I first mesured the sub response with an Analog Radio Shack SPL Meter using sine waves from this site and plotting manually on the New RS Analog Excel spreadsheet. This led me to REW.

I downloaded REW and purchased both a BFD and a Sound Blaster Live 24 bit sound card on eBay. With a few adapters from Radio Shack I was ready to begin. First I used YPAO to set up the levels, etc. Then I measured, set filters on the BFD and measured again, adjusted output on the sub, measured again...

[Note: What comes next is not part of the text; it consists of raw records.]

PR #425, opened 2019-01-20
ENH: a "clever" IOC example which dynamically creates pvproperties based on a formula

tacaswell:
The idea is that you can set a python expression to a PV and the
IOC will dynamically create / remove channels to have the PV names
match the variable in the expression.

Still needs some work (like being able to actually remove the old
channels!) and to sort out if this is just cute or actually a useful
idea.

### DIFF
--- a/caproto/ioc_examples/dynamic_calc.py
+++ b/caproto/ioc_examples/dynamic_calc.py
@@ -1,0 +1,58 @@
+#!/usr/bin/env python3
+from caproto.server import pvproperty, PVGroup, ioc_arg_parser, run
+from caproto import ChannelDouble
+
+import ast
+
+
+def extract_names(code):
+    m = ast.parse(code)
+    c = compile(code, '', 'eval')
+    # TODO also skip np namespace
+    return c, set(n.id for n in ast.walk(m)
+                  if isinstance(n, ast.Name))
+
+
+class SmartCalc(PVGroup):
+    formula = pvproperty(value='')
+    proc = pvproperty(value=0)
+    output = pvproperty(value=0.0)
+
+    def __init__(self, *args, **kwargs):
+        super().__init__(*args, **kwargs)
+        self._pvdb = {}
+        self.out_db = {}
+        self.out_db.update(self.pvdb)
+
+    @formula.putter
+    async def formula(self, instance, value):
+        c, names = extract_names(value)
+
+        self.c = c
+        self.names = names
+
+        self._pvdb.clear()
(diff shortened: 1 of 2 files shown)


bl0x:
This is avery nice example, and without it I would have gotten stuck: Why is it, that one has to go through these hoops of maintaining a second out_db? Why isn't it possible to use pvproperty() or SubGroup() in the __init__ function or other functions of the top-level PVGroup? I'd like to dynamically generate or update the PVs on my IOC based on a general settings file (the IOC is only one part of the full program.). For example, I've tried to create a list of SubGroup's in a function that gets called before the IOC is started with the run() function, but that went completely sideways.

tacaswell:
@bl0x You want to look at the code in #393 .  In particular the code at https://github.com/NSLS-II/caproto/pull/393/files#diff-87472e30eeed1ebcb28f288d3a3cef9eR123 is creating a sub-class (of a subclass) of `PVGroup` which dynamically generates a static (for the life of the server) IOC.  I think this matches what you want (read the file at program start up, generate the required IOC, start it running and move on).

This example is doing something _much_ sketchier and adding (and eventually removing) channels from a running IOC on the fly.  I do not think this is something that can be done with epics-base so there is not a pressing need from a compatibility point of view to support this and it does sound like a nightmare to manage in production... As I said above,I am not yet sure if this example is useful or too cute for its own good.

klauer:
I think we need to be more clear on what IOCs we recommend for the general user versus power users like us who bend the system in fun-but-ugly ways most should not be copying...

I fully understand and respect that people now have access to creating IOCs in 100% Python and want dynamic _everything_. `PVGroup` was made to be largely static by design, along the lines of an ophyd `Device`. #429 tries to meet in the middle: "you have static portions, but can dynamically plug them together". I'm hopeful that will cover a good portion of these requests, since writing `ChannelData`-based IOCs isn't quite as fun.

 :x: ... if not, perhaps we need a third server API?

klauer:
I've had a bit of a change of heart with regard to these things as of late. An alternative that works _approximately_ within the bounds of what I consider acceptable is:
1. Have a base PVGroup for the IOC
2. Dynamically create a new PVGroup when necessary
3. `base_ioc.pvdb.update(**dynamic_group.pvdb)`

klauer:
Reworked this and put it into the appropriate spot. Will merge once tests pass.

klauer:
Lunchtime update - changed to never delete old items. Going to go with this version, as it doesn't require server refactoring.

tacaswell:
:tada:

I was able to achieve a pretty decent response with a gentle +8 dB house curve from 60 Hz to 20 Hz. This was achieved with 7 cuts and one 5 dB boost at 35 Hz. The best integration with the mains was achieved with a crossover of 90 Hz on the AVR and setting the crossover on the sub to IN also at 90 Hz. I've often read it is bad to have cascading crossovers but in my case it seems to work! The 90 Hz crossover also benefits the CC-370 (-2 dB @ 100 Hz) but is a little high for the Monitor 11s (-2 dB @ 48 Hz)

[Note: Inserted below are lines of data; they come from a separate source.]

PR #426, opened 2019-01-22
ENH: Add fine-grained loggers for search

ke-zhang-rd:
For issue [417](https://github.com/NSLS-II/caproto/issues/417#issuecomment-455804232)

### DIFF
--- a/caproto/_broadcaster.py
+++ b/caproto/_broadcaster.py
@@ -49,6 +49,7 @@ class Broadcaster:
         self._registered = False
         self._search_id_counter = itertools.count(0)
         self.log = logging.getLogger(f"caproto.bcast")
+        self.search_logger = logging.getLogger(f"caproto.search")
 
     def send(self, *commands):
         """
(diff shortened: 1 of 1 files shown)


caproto/_broadcaster.py
```diff
@@ -182,6 +183,9 @@ def search(self, name, *, cid=None):
             cid = self.new_search_id()
         commands = (VersionRequest(0, self.protocol_version),
                     SearchRequest(name, cid, self.protocol_version))
+        self.search_logger.debug("Search {name} and return {commands}")
```
danielballan: Instead of adding _additional_ log messages, I think it would be better to change the existing log messages to use more fine-grianed loggers. Most (all?) of the candidates are in `caproto/threading/client.py` where we use the `'caproto.bcast'` logger for many different things.

https://github.com/NSLS-II/caproto/blob/0f96128eb764054070b31e4a8c0e9b0e54407873/caproto/threading/client.py#L332

We should probably still use it for _some_ things, but anything related to a search request being sent or a search result being found should be directed to a `'caproto.serach.{name}'` logger.

danielballan:
Superceded by #427

PR #498, opened 2019-07-14
caproto-put using a file as the input value

gwbischof:


klauer:
Seems like it could be useful. Maybe for these `caproto-put` flags that don't exist in epics-base `caput`, we require the full `--file` and don't add the single-letter `-f`?

danielballan:
@gwbischof I like @klauer's suggestion because it should lower the chances of conflicting with parameters that may be added to the official `ca*` utilities in the future. Mind making the modification? Then I think this is good to merge---a handy addition to caproto.

caproto/commandline/put.py
```diff
@@ -66,6 +66,8 @@ def main():
     parser.add_argument('--array', '-a', action='store_true',
                         help=("Interprets `data` as an array, delimited by "
                               "space"))
+    parser.add_argument('--file', '-f', action='store_true',
```
klauer:
```suggestion
    parser.add_argument('--file', action='store_true',
```

caproto/commandline/put.py
```diff
@@ -85,7 +87,11 @@ def main():
             set_handler(color=not args.no_color, level='DEBUG')
     logger = logging.LoggerAdapter(logging.getLogger('caproto.ch'), {'pv': args.pv_name})
 
-    if args.array:
+    if args.file:
+        print(args.file, args.data)
```
klauer:
```suggestion
```

danielballan:
Reconciling this with #506 needs some thought. The user might want `-S --file <filename>`. As written, using `-S` causes `--file` to be silently ignored.

One solution that occurs to me is to introduce a new local variable, `raw_data`, which gets assigned to `args.data` or, if `--file` is used, assigned to the contents of the file. Then `-S` (and all the code below that operates on `args.data`) can be changed to operate on `raw_data`, whether it came from a file or not.

gwbischof:
Updated. Should I add a test?

danielballan:
Looks good. One more question comes to mind as I read this through. In the normal path, it looks like `type(raw_data)` is `str`. In the file-based path, it looks like `type(raw_data)` is `bytes` because the file is read in `'rb'` mode. Offhand, if the goal is push a large array over the wire, a binary option feels right, but as written I think it will blow up:

```py
>>> ast.literal_eval('1')
1
>>> ast.literal_eval(b'1')
  File "<stdin>", line 1, in <module>
  File "/usr/lib/python3.6/ast.py", line 85, in literal_eval
    return _convert(node_or_string)
  File "/usr/lib/python3.6/ast.py", line 84, in _convert
    raise ValueError('malformed node or string: ' + repr(node))
ValueError: malformed node or string: b'1'
```

danielballan:
One option, of course, is to read as text (`'rb'` -> `'r'`) and think about a binary option separately.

The measurements were taken at the center position of the couch. The results are even smoother on the right position. The left position has a very large null at 35 Hz. I will post graphs later today.

Now I can hear sounds I never heard before. The overall effect is smoother more defined bass without the 25 Hz and 50 Hz Mode excitement caused by the room.


----------



## brucek (Apr 11, 2006)

> I was able to set everything up and get measurements first time around!


Yep, when you read the guides first, it's really quite simple. :T 



> The sub is located next to the coach under the house plant. Placement recommended by Dr Hsu.


We have to agree to disagree on this one. The best position for a sub is usually in the corner left or right of the mains. You'll realize quite a bit of low end room gain this way.



> The best integration with the mains was achieved with a crossover of 90 Hz on the AVR and setting the crossover on the sub to IN also at 90 Hz. I've often read it is bad to have cascading crossovers but in my case it seems to work!


Yeah, that's usually bad news, but if it works for you, that's great..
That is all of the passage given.